![]() |
| Tacodeli's "cowboy" taco. Photo: Portal and Friends/Flickr |
Austin's taco scene skews toward what some might call "gringo fancy," characterized by the prominence of flour tortillas and nontraditional ingredients like bison and basil -- and fish, which is found infrequently in Sunset Park.
Brooklyn tacos, on the other hand, pay homage to one of the neighborhood's main demographics, Mexican immigrants, with tacos wrapped in two corn tortillas. They typically contain nothing more than a meat filling -- goat, lengua (tongue) and cabeza (brains) are among commonly selected options -- minced raw onion, cilantro, a spritz of lime and an optional flurry of queso fresco (white cheese).

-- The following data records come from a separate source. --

PR #3011, opened 2023-08-15
Adding IListenerDecorator support

mathewc:
Exposing a new decorator feature for layering of listener behaviors. I've refactored a couple of our existing platform listener behaviors (singleton and function listener error handling) on top of this new feature to prove it out.

The Logic Apps team will be using this feature to implement some new advanced features in their extension, requiring dynamic listener behaviors. The decorators feature will allow them to add that.

### DIFF
--- a/src/Microsoft.Azure.WebJobs.Host/Listeners/FunctionListenerDecorator.cs
+++ b/src/Microsoft.Azure.WebJobs.Host/Listeners/FunctionListenerDecorator.cs
@@ -1,0 +1,27 @@
+﻿// Copyright (c) .NET Foundation. All rights reserved.
+// Licensed under the MIT License. See License.txt in the project root for license information.
+
+using Microsoft.Extensions.Logging;
+using Microsoft.Extensions.Options;
+
+namespace Microsoft.Azure.WebJobs.Host.Listeners
+{
+    internal class FunctionListenerDecorator : IListenerDecorator
+    {
+        private readonly ILoggerFactory _loggerFactory;
+        private readonly IOptions<JobHostOptions> _jobHostOptions;
+
+        public FunctionListenerDecorator(ILoggerFactory loggerFactory, IOptions<JobHostOptions> jobHostOptions)
+        {
+            _loggerFactory = loggerFactory;
+            _jobHostOptions = jobHostOptions;
+        }
+
+        public IListener Decorate(ListenerDecoratorContext context)
+        {
+            // wrap the listener with a function listener to handle exceptions
+            bool allowPartialHostStartup = _jobHostOptions.Value.AllowPartialHostStartup;
+            return new FunctionListener(context.Listener, context.FunctionDefinition.Descriptor, _loggerFactory, allowPartialHostStartup);
+        }
+    }
+}
--- a/src/Microsoft.Azure.WebJobs.Host/Listeners/HostListenerFactory.cs
+++ b/src/Microsoft.Azure.WebJobs.Host/Listeners/HostListenerFactory.cs
@@ -14,7 +14,6 @@ using Microsoft.Azure.WebJobs.Host.Scale;
 using Microsoft.Azure.WebJobs.Logging;
 using Microsoft.Extensions.Configuration;
 using Microsoft.Extensions.Logging;
-using Microsoft.Extensions.Options;
 
 namespace Microsoft.Azure.WebJobs.Host.Listeners
 {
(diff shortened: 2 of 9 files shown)


src/Microsoft.Azure.WebJobs.Host/Listeners/FunctionListenerDecorator.cs
```diff
@@ -0,0 +1,27 @@
+﻿// Copyright (c) .NET Foundation. All rights reserved.
+// Licensed under the MIT License. See License.txt in the project root for license information.
+
+using Microsoft.Extensions.Logging;
+using Microsoft.Extensions.Options;
+
+namespace Microsoft.Azure.WebJobs.Host.Listeners
+{
+    internal class FunctionListenerDecorator : IListenerDecorator
```
mathewc, line 9: Previously this "decorator" and Singleton were both listener wrappers that were hardcoded in the listener pipeline. Refactoring these out into decorators.

test/Microsoft.Azure.WebJobs.Host.FunctionalTests/HostListenerFactoryTests.cs
```diff
@@ -25,17 +26,45 @@ namespace Microsoft.Azure.WebJobs.Host.UnitTests.Listeners
     public class HostListenerFactoryTests
     {
         private readonly IJobActivator _jobActivator;
-        private IConfiguration _configuration = new ConfigurationBuilder().Build();
+        private readonly IHost _testHost;
+        private IConfiguration _configuration;
 
         public HostListenerFactoryTests()
         {
-            var hostBuilder = new HostBuilder();
```
mathewc, line 32: I refactored these tests to use a proper builder because I need to test the ordering of the default decorators added by our services DI. The test below ensures that when a user adds their own decorators, they're ordered correctly with built-ins.

src/Microsoft.Azure.WebJobs.Host/Listeners/FunctionListenerDecorator.cs
```diff
@@ -0,0 +1,27 @@
...
+        private readonly IOptions<JobHostOptions> _jobHostOptions;
+
+        public FunctionListenerDecorator(ILoggerFactory loggerFactory, IOptions<JobHostOptions> jobHostOptions)
+        {
+            _loggerFactory = loggerFactory;
+            _jobHostOptions = jobHostOptions;
+        }
+
+        public IListener Decorate(ListenerDecoratorContext context)
+        {
```
apranaseth, line 21: Can it return a task? So any async operation we can do before decorating the listener.
From Logic Apps perspective, whether there is a need of dynamic listener gets decided at the host startup. For making this decision to create the dynamic listener, the workflow definition is loaded from the file system and checked if it has concurrency configuration. There is some I/O needed to evaluate the need of dynamic listener, so having an asynchronous method will help in this case.

mathewc: Hmmm. I think a better design would be for your workflow definition to be loaded earlier in the startup path and be made available via DI through a WorkflowOptions or other service that can be bound to. At that point it's already loaded an all your components can access the cached data w/o having to read the data again.

src/Microsoft.Azure.WebJobs.Host/Listeners/HostListenerFactory.cs
```diff
@@ -229,5 +219,37 @@ internal static bool IsDisabledByProvider(Type providerType, MethodInfo jobFunct
...
+
+            return listener;
+        }
+
+        private IListener ApplyDecorators(IEnumerable<IListenerDecorator> decorators, IListener listener, IFunctionDefinition functionDefinition, Type rootListenerType)
+        {
+            foreach (var decorator in decorators)
+            {
+                var context = new ListenerDecoratorContext(functionDefinition, rootListenerType, listener);
+                listener = decorator.Decorate(context);
```
brettsam, line 249: This all looks good to me. The only real thought I have is "how do we know if decorators are being applied?" -- from a debugging standpoint.

Could/should we log here that we're applying a decorator? Or add logs in each decorator to say that they're doing something?

I know we only have 2 and they've been built-in for years, but technically this opens some things up...

brettsam (approved):

src/Microsoft.Azure.WebJobs.Host/Listeners/HostListenerFactory.cs
mathewc: Great suggestion. I'll add a log statement

src/Microsoft.Azure.WebJobs.Host/Listeners/FunctionListenerDecorator.cs
fabiocav: 👍🏼

src/Microsoft.Azure.WebJobs.Host/Listeners/FunctionListenerDecorator.cs
apranaseth: I think we should be able to handle that another way. Fine with this being sync call.

apranaseth (approved):

src/Microsoft.Azure.WebJobs.Host/Listeners/HostListenerFactory.cs
fabiocav: +1 to this.

fabiocav (approved):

Poll and more after the jump.
Chief among the Sunset Park taquerias is Tacos Matamoros. The cabeza and goat barbacoa are juicy and highly flavored, and a pork number comes with a spicy kick not found in the Austin fare we've sampled so far. Down the street, a shack with neither a name nor solid operating hours offers tripe, while El Potrillo offers the (to us, boring) option of chicken.
Tacodeli, on the other hand, has a wildly eclectic menu typical of what we've found in Austin. There's the delicious -- and worthy of seconds -- Cowboy (beef tenderloin rubbed with ground coffee and brown sugar, topped with onions, corn, roasted peppers, queso fresco and guacamole) and Mojo Fish (tilapia seasoned with paprika and garlic mojo, topped with guacamole and pico de gallo).
Owner Roberto Espinosa says the menu is varied due to customer preference. "The chicken mole was [because of] a recommendation. I never thought it possible to offer mole tacos!" All are commonly served on flour tortillas, though corn is an option. Asked about the prevalence of flour tortillas, Espinosa again cited his customers' tastes. "We also serve whole wheat tortillas."
Near the University of Texas an outpost of Torchy's Tacos serves a fried avocado taco as well as one with fried chicken. Both include a "poblano ranch" sauce that this eater never spied the likes of in Brooklyn.
Yet a surprising find was street-corner truck Taqueria Piedras Negras, which shells out tacos reminiscent of Sunset Park. If you can get past the meat's high oil content, the carnitas and stewy beef barbacoa are well-seasoned gems.
It boils down to where on the spectrum a taco lover's affections lie: Some might cite class differences -- or whether one's palette skews American or more traditional Mexican. To this taster's stomach, Sunset Park offers the better taco. Nevertheless, Austin holds promise, the promise of new discovery, even if it's in a flour tortilla.